Tobler’s method is currently being used in the Global Demography Project (Tobler et al., 1995; NCGIA, 1996). This is an example of the application of areal interpolation on a global scale. The project is generating consistent, spatially referenced global population data sets for global and regional environmental analysis and demographic research. Global change research has largely neglected the human dimensions of environmental degradation processes. This is partly due to the lack of socio-economic datasets in a suitable format, with a suitable level of detail for large areas. Some of the issues being addressed by this project are also being addressed by our work. These include the problems of integrating heterogeneous databases from different sources, consisting of data sets collected for different time periods at different scales, and producing areal interpolations which can be used for local scale and multinational scale modelling.

In a European context the inherent simplicity of Tobler's method is an apparent strength. The output of this method in the form of a smooth surface can be linked with physical models at a range of scales, from local areas within a single country to large areas of Europe. Auxiliary information about a location can reduce the errors introduced by areal interpolation (Monmonier & Schnell, 1984; Goodchild et al., 1993; Langford et al., 1991; Flowerdew & Green). Some of the criticisms of the pycnophylactic method can be addressed through the use of auxiliary information, which can help provide a more realistic interpolation of attributes such as population distribution. Information such as the location of urban and rural areas, lakes and mountains can be obtained from remote sensing data and digital elevation models and used to add intelligence to the interpolation method. This is not just a matter of identifying the zero population areas. DTM data can be used to add intelligence to the methodology by excluding population from areas where knowledge suggests people do not live; for example, steep slopes, lack of roads, etc. Additionally, other information about the empirical regularities often found in socio-economic data can be used to refine the crude surface interpolations; for example, three dimensional population density models. This approach, combined with statistical accounting constraints, produces sensible, intelligent, local cross- area interpolation.

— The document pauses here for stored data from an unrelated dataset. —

PR #323, opened 2024-12-10
LMB-1174 fix some more names

bfidlers:
## Description

Fix some more names.

## How to test

Check if the migrations run.


JonasVanHoof (approved):
Works like a charm

PR #331, opened 2024-12-13
use gemeente fractie uris in ocmw too

Rahien:
## Description

use gemeente fractie uris in ocmw too
## How to test

Open a gemeente that has already completed their iv, e.g. aarschot and see that the fractie uris in the ocmw are now the ones in the gemeente and that the mandatarissen still have fracties


JonasVanHoof (approved):

bfidlers (commented):
It seems to work, but for some reason the UUID does not seem to update, just checked the fracties for gemeente - OCMW Aarschot. The uri's are fine however...

PR #332, opened 2024-12-13
LMB-1185 Fix failing person in OCMW Kortenaken

bfidlers:
## Description

When accessing the person Kim Vandepoel in OCMW you got an error page.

Interpolation should ideally be accompanied by some measure of reliability. We plan to compare the results of our interpolations with data from other sources (depending on availability). It would also be of interest to use an existing method of modelling errors in areal interpolation (Fisher &Langford, 1995) to provide a more objective assessment. Additional, Monte Carlo simulation will be used to investigate error propagation via the use of High Performance Computing hardware.

References
Fisher, P.F. and Langford.M. 1995. "Modelling the errors in areal interpolation between zonal systems by Monte Carlo simulation", Environment and Planning A, 27, 211-224.

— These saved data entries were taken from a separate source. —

PR #342, opened 2024-12-19
lmb-1268: end mandataris in blankenberge for

JonasVanHoof:
## Description

Mitch and Bjorn mandates need to be ended o request of Tim after LB standup.

## How to test

Status should be beeindigd and end date should be 15/12/2024

## Attachments

**Mitch**
image

**Bjorn**
image

### DIFF
--- a/config/migrations/2024/20241219102800-blankenberge-set-end-date-for.sparql
+++ b/config/migrations/2024/20241219102800-blankenberge-set-end-date-for.sparql
@@ -15,7 +15,6 @@ INSERT {
     ?mandataris dcterms:modified ?now.
   }
 }
-#SELECT ?mandataris ?status
 WHERE {
   GRAPH ?g {
     VALUES ?mandataris {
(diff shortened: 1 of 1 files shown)


config/migrations/2024/20241219102800-blankenberge-set-end-date-for.sparql
```diff
@@ -0,0 +1,38 @@
...
+  GRAPH ?g {
+    ?mandataris mandaat:einde ?noEndDate.
+    ?mandataris mandaat:status ?status.
+    ?mandataris dcterms:modified ?modified.
+  }
+}
+INSERT {
+  GRAPH ?g {
+    ?mandataris mandaat:einde """2024-12-15"""^^xsd:date.
+    ?mandataris mandaat:status <http://data.vlaanderen.be/id/concept/MandatarisStatusCode/b8866fa2-d61c-4e3d-afaf-8a29eaaa7fb9>. # Fake mandataris beeindigd status
```
Rahien, line 16: this should be the status effectief instead.
Beeindigd is NOT a status, it is only used in the frontend to be able to show something to users when selecting beeindigd. Beeindigd just means the end date is in the past.

JonasVanHoof: "Ahzo"

removed setting the status in the query
image

SOMETHING ELSE: Isn't it strange that this table than shows a different state?
image

Rahien (approved):

PR #343, opened 2024-12-20
add min/max for single mandates

Rahien:
## Description

add min/max for single mandates
## How to test

Aalter did not have min/max for voorzitters. you can check there that the numbers are now correct


JonasVanHoof (approved):
Migration **looks** good, would only add an enter after the prefixes and remove the one in the values

PR #349, opened 2025-01-13
Lmb 181 | Add telephone displaytype

JonasVanHoof:
## Description

We need to add a non extendable telephone (tyope string) and nationality codelist display type and an extendable codelist field.

## How to test

The new display item should be added to the conceptscheme and the formLibrary entrees should be in the database.
They should work togheter with the frontend.

## Links to other PR's

- https://github.com/lblod/frontend-lokaal-mandatenbeheer/pull/458


config/migrations/2025/20250113093100-add-phone-number-library-entry.sparql
```diff
@@ -0,0 +1,26 @@
...
+      sh:path <http://schema.org/telephone> ;
+      sh:order 1000 ;
+      form:validatedBy <http://data.lblod.info/id/lmb/custom-forms/validation/valid-phone-number>, <http://data.lblod.info/id/lmb/custom-forms/validation/is-required> .
+
+    <http://data.lblod.info/id/lmb/custom-forms/validation/valid-phone-number> a form:ValidPhoneNumber ;
+      form:defaultCountry "BE" ;
+      form:grouping form:MatchEvery ;
+      sh:resultMessage "Geef een geldig telefoonnummer in." .
+
+    <http://data.lblod.info/id/lmb/custom-forms/validation/is-required> a form:RequiredConstraint ;
```
JonasVanHoof, line 22: Not sure if we actually want this field to be required, but is for ticket make isRequired field possible

JonasVanHoof: Remove it

PR #351, opened 2025-01-13
fix name cd&v tessenderlo ham

Rahien:
## Description

fix name cd&v tessenderlo ham
## How to test

run this and restart resources and cache, see that the name of cd&v tessenderlo ham was updated from cd&v ham


bfidlers (approved):
Looks good. Might be a good idea to add 
```
  ?g ext:ownedBy ?something .
```
Not sure if it matters much

bfidlers (changes requested):
Small issue with the graphs. The fractie only exists in the gemeente graph, because of that, the names are only updated in the gemeente graph. Because of this, the kandidatenlijst still has the old name in the ocmw graph.

bfidlers (approved):
Looks good

PR #237, opened 2015-06-20
missing }, build fail

gwulfs:
trying this again


cpcloud:
Looks good to me! Merging. @gwulfs Thanks for the fix!

PR #242, opened 2015-06-22
don't prepend schema name when discovering the shape of a `MetaData` object.

llllllllll:
If I discover `MetaData(url, schema='my_schema')`, then the table names should not also be prefixed with: `my_schema.`


cpcloud:
@llllllllll does this need to be merged before ContinuumIO/blaze#1145?

llllllllll:
Err, I think they are independently tested but need to both be merged

PR #243, opened 2015-06-25
Fixes gzip resource dispatching on JSON discovery

cpcloud:


cpcloud:
passing on windows too

PR #248, opened 2015-07-01
Fix appending to h5py from other h5py

### LINKED ISSUE #218: odo-ing to an existing HDF5 dataset yields TypeError
Doing:

```python
from odo import odo
odo('file_1.hdf5::/mydataset','file_combined.hdf5::/mydataset')
```

appears to work only if file_combined.hdf5::/mydataset does not already exist.

Otherwise, it yields a TypeError. For example:

[...]

```
/usr/local/anaconda/anaconda2/lib/python2.7/site-packages/h5py/_hl/group.pyc in require_dataset(self, name, shape, dtype, exact, **kwds)
    120 
    121         if not shape == dset.shape:
--> 122             raise TypeError("Shapes do not match (existing %s vs new %s)" % (dset.shape, shape))
    123 
    124         if exact:

TypeError: Shapes do not match (existing (161793,) vs new (0,))
```

As is, this makes it impossible to concatenate multiple HDF5 datasets with odo.

cpcloud:
closes #218

### DIFF
--- a/odo/backends/h5py.py
+++ b/odo/backends/h5py.py
@@ -231,15 +231,11 @@ def resource_h5py(uri, datapath=None, dshape=None, expected_dshape=None,
         uri = uri[len('h5py://'):]
     f = h5py.File(uri)
     olddatapath = datapath
-    if datapath is not None:
-        try:
-            old_dset = f[datapath]
-        except KeyError:
-            pass
-        else:
-            if expected_dshape is not None:
-                dshape = expected_dshape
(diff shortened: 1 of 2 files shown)


cpcloud:
@mrocklin I remember that you had some dask code that was append to HDF5 files using odo. Can you confirm that your code still works with this change?

mrocklin:
I suspect that that code is no longer active.  Dask tends to manage hdf5 on its own now.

Goodchild,M,F, Anselin,L. and Deichmann, U. 1993. "A framework for the areal interpolation of socioeconomic data", Environment and Planning A, 25, 383-397.

Langford, M., Maguire, D.J. and Unwin, D.J. 1991. "The areal interpolation problem: estimating population using remote sensing in a GIS framework". In Masser, I. and Blakemore, M., eds, Handling Geographical Information: Methodology and Potential Applications. Harlow, Essex: Longman, pp.55-77.

Monmonier, M. and Schnell, G. 1984. "Land use and land cover data and the mapping of population density", International Yearbook of Cartography, 24, 115-121.

NCGIA, 1996. The Global Demography Project, http://ncgia.ncgia.ucsb.edu:80/~uwe/

Tobler, W.A. 1979. "Smooth Pycnophylactic Interpolation for Geographical Regions", J. American Statistical Association, 74, 519-529.

Tobler, W.A, Deichmann, U., Gottsegen, J. and Maloy, K. 1995. The Global Demography Project, NCGIA Technical Report TR-95-6, April 1995.